• [Exercise] Use the entries below and reproduce exactly the lines from the one containing "of these counters." down to the one containing "### Summary", both of them included.

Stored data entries
Issue #6303, opened 2026-08-17
Follow-ups from #6281: path-keyed flush-thread maps, an unchecked worker pause, and async-dispatched DDL


lvca:
Collected while fixing #6281 (merged as PR #6290, `7707a2ffb`). Three independent items plus two smaller notes. Items 1 and 2 were each raised by a review pass on that PR and deliberately left out of its scope; item 3 is a capability gap the fix made visible rather than created.

---

## Item 1 - the other per-database maps of `PageManagerFlushThread` are keyed by a `Database` that compares by PATH

`LocalDatabase.equals()`/`hashCode()` compare **`databasePath`**, not instance identity (`LocalDatabase.java:2114-2130`). Every per-database map in `PageManagerFlushThread` is keyed on that:

```java
ConcurrentHashMap<Database, Integer>                            suspended             // :90
ConcurrentHashMap<Database, ConcurrentLinkedQueue<PagesToFlush>> deferredByDatabase   // :138
ConcurrentHashMap<BasicDatabase, AtomicInteger>                 slotsInUse            // :198
ConcurrentHashMap<BasicDatabase, AtomicLong>                    flushedPagesPerDatabase // :236
ConcurrentHashMap<BasicDatabase, AtomicLong>                    deferredRAMByDatabase // :257
```

A database closed or dropped and then reopened at the **same path** is therefore an *equal key but a different instance*. Anything still holding the old instance resolves to the new database's entry.

`removeAllPagesOfDatabase()` clears these entries on close, so the window is narrow - it needs an old-instance reference used *after* that purge - but such references exist. The concrete path: a `PagesToFlush` still in the queue carries the old instance in its `database` field, and the defer check at `PageManagerFlushThread:736` calls `isSuspended(db)` with it. After a reopen that consults the **new** instance's suspension flag, so a straggler batch of a database that no longer exists can be deferred into the new database's backlog and charged to its `deferredRAMByDatabase`. #6200's accounting has drift-repair counters that regression tests assert stay at zero, so this would surface there first - as a mystery.

**#6281 defended only `slotsInUse`**, in two ways worth reusing: the emptied wrapper is now removed from the queue when its database goes (so there is nothing stale to poll), and each batch carries the `AtomicInteger` its slot was charged on, so the release never re-resolves through the map. The second technique generalises to any of these counters.

[...]

Issue #5636, opened 2026-07-31
Follow-ups from #5608: the dead getBucketById null-check has siblings, monotonic stats are gauges, Studio hides zeroes, CI is permanently red


lvca:
### Summary

Four things surfaced while doing #5608 (PR #5611, merged as `bf5137ce0`) that were out of its scope. Only the first is a defect with user-visible consequences; the rest are observability and hygiene items that the same work made visible. Grouped into one issue because they were all found in one pass and none is big enough to stand alone.

---

- [ ] **1. The dead null-check that #5608 item 4 fixed is a PATTERN, and at least one other instance costs a user a good error message.**

  #5608 established that `LocalSchema.getBucketById(id)` (single-arg, LocalSchema.java:444) raises `SchemaException` in *exactly* the cases a caller would test for `null` - both an out-of-range id and a component that is not a bucket - so every `if (bucket == null)` written after it is unreachable. The two-arg `getBucketById(id, false)` (:448) is the form that returns the `null` those branches were written against. Two more sites do the same thing:

  - **`BinarySerializer.readExternalValue` (BinarySerializer.java:1183-1191) - the one that actually costs something.** The dead branch holds a deliberately written, user-actionable `SerializationException`: *"If the bucket was tiered to a secondary path, set 'arcadedb.externalPropertyBucketPath' to the same value used at creation time and reopen the database."* That message is unreachable. A user who hits precisely the scenario its own comment describes - an EXTERNAL property bucket tiered via `arcadedb.externalPropertyBucketPath`, then reopened with that config unset - gets a bare `Bucket with id 'N' was not found` and none of the guidance someone wrote for exactly this moment. This is the hardest case in the file to diagnose from the outside, which is presumably why the message exists.

  - **`TruncateBucketStatement` (TruncateBucketStatement.java:63-66) - cosmetic.** The branch is dead too, but the enclosing `catch (Exception)` rewraps into the same `CommandExecutionException`, so the only damage is a doubled message (`Bucket not found: Bucket with id '9999' was not found`). Listing it for completeness, not as a reason to act.

  While checking those: **`BinarySerializer.finalizeExternalWrite` (:1155) dereferences the bucket with no null check at all.** That is not an NPE risk - the single-arg form throws first - but it means the WRITE path of the same feature raises a bare `SchemaException` where the READ path at least tried to explain itself. Worth making the pair consistent.

[...]

PR #6529, opened 2026-08-21
fix(#6526): async executor follow-ups - in-place setParallelLevel(), DDL pool durability, boundary-commit metric

### LINKED ISSUE #6526: Async executor follow-ups from #6509: setParallelLevel() teardown, DDL pool durability gap, no boundary-commit metric
## Background

#6509/#6511 fixed `DatabaseAsyncExecutorImpl.setTransactionUseWAL()`/`setTransactionSync()` unconditionally tearing down and respawning the entire async worker pool on every call - force-exiting the in-flight/queued tasks of any *other* concurrent user of `database.async()` on that database, not just the caller. That review process (14 rounds) surfaced three related items that were explicitly out of scope for that PR but worth tracking here.

## 1. `setParallelLevel()` still tears down the whole pool

`DatabaseAsyncExecutorImpl.setParallelLevel()` was never touched by #6511 - only the two durability setters were fixed:

```java
@Override
public void setParallelLevel(final int parallelLevel) {
  if (parallelLevel != this.parallelLevel)
    createThreads(parallelLevel);
}
```

`createThreads()` is the exact same full-pool teardown-and-respawn mechanism #6511 removed from the durability setters. It's runtime-callable (`DatabaseAsyncExecutor.setParallelLevel()` is public API), so any caller changing the parallel level while another caller has in-flight/queued async work on the same database can still force-exit that unrelated work with `"Async executor has been shut down"`, the same failure mode #6505/#6509 diagnosed.

Unlike the durability flags, `parallelLevel` genuinely requires a different number of worker threads, so it can't become a plain volatile write the way `transactionUseWAL`/`transactionSync` did - but the current unconditional-teardown behavior could likely be softened (e.g. draining/quiescing before resizing rather than force-exiting in-flight tasks, or documenting that a parallel-level change should only be done when nothing else is using `database.async()`).

## 2. `AsyncCommandPool`'s DDL dispatch path ignores `transactionUseWAL`/`transactionSync` entirely

DDL commands dispatched via `database.async().command()`/`query()` with `awaitResponse=false` route through `DatabaseAsyncExecutorImpl.submitCommand()` → `AsyncCommandPool`, executed by `runCommand()`. Neither method reads or applies `transactionUseWAL`/`transactionSync` anywhere - that command runs under whatever ambient/default transaction WAL-use/sync settings the database (or, on the caller-runs fallback, the submitter's own thread/context) already has.

This is pre-existing behavior (`AsyncCommandPool` bypassed the ordinary `AsyncThread.executeTask()` path before #6511 too), not a regression - but #6511 established "the executor's durability policy applies per task" as the intended contract for the whole async executor, and this path is a latent exception to it. A caller who calls `setTransactionUseWAL(false)` before a bulk `GraphBatch` load and also dispatches DDL asynchronously during that window would find the DDL's durability unaffected by the setting, silently.

## 3. No observability for how often a durability-flag change forces a boundary commit

#6511's fix (`closeTransactionBoundaryIfDurabilityPolicyChanged()`) forces an out-of-band commit whenever a task's transaction was stamped with different flags than currently requested - correct, but it means two concurrent durability-flag-flippers sharing a worker slot can degrade that slot's effective batching toward `commitEvery=1` (documented as an accepted trade-off in the fix, since it's strictly better than the pre-fix full pool teardown).

There's currently no counter for how often this actually happens. The original #6505 production incident that motivated #6509 was only diagnosed after the fact by grepping `InterruptedIOException` counts out of logs over a 7-hour window. A cheap `AtomicLong` counter (e.g. exposed through `DatabaseAsyncExecutorImpl.DBAsyncStats`/`getStats()`, which already aggregates lock-free per-thread stats) tracking forced-boundary-commit count would make this specific failure mode visible in metrics/logs before it needs another production postmortem.

## References

- #6509 (fixed by #6511)
- #6505 (production incident that motivated #6509)
- #5665 (original diagnosis)

lvca:
Closes #6526.

The three follow-ups the 14-round review of #6511 left explicitly out of scope.

## 1. `setParallelLevel()` no longer tears down the whole pool

It was the last runtime-callable caller of `createThreads()`, the exact full teardown-and-respawn #6511 removed from the durability setters, so it kept both of that mechanism's failure modes for an **unrelated** concurrent user of `database.async()` on the same database:

- `executorThreads` was nulled for the entire teardown, so a producer scheduling in that window got `DatabaseOperationException("Async executor has been shut down")` - indistinguishable from a genuine `close()`. That is the #6505 incident: an index-compaction `onAfterCommit` hook running after `writeTransactionToWAL()` believed it and fenced the whole database over a scheduling hiccup that had nothing to do with the committing transaction.
- a worker whose queue was full refused the `FORCE_EXIT` marker within a second and was `interrupt()`ed, which unwound its in-flight task loudly and notified every task still queued on it as **completed without ever running it**.

Neither is inherent to changing the parallel level:

- **Growing** carries every existing worker over by reference and only starts the new ones. No marker, no flag, no join, no bucket-pinning disturbed.
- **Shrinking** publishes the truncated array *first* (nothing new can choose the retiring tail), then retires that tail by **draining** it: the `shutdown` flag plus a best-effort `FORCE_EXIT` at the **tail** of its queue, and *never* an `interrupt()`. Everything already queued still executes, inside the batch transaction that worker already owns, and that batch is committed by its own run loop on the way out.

• [Task response]
**#6281 defended only `slotsInUse`**, in two ways worth reusing: the emptied wrapper is now removed from the queue when its database goes (so there is nothing stale to poll), and each batch carries the `AtomicInteger` its slot was charged on, so the release never re-resolves through the map. The second technique generalises to any of these counters.

[...]

Issue #5636, opened 2026-07-31
Follow-ups from #5608: the dead getBucketById null-check has siblings, monotonic stats are gauges, Studio hides zeroes, CI is permanently red


lvca:
### Summary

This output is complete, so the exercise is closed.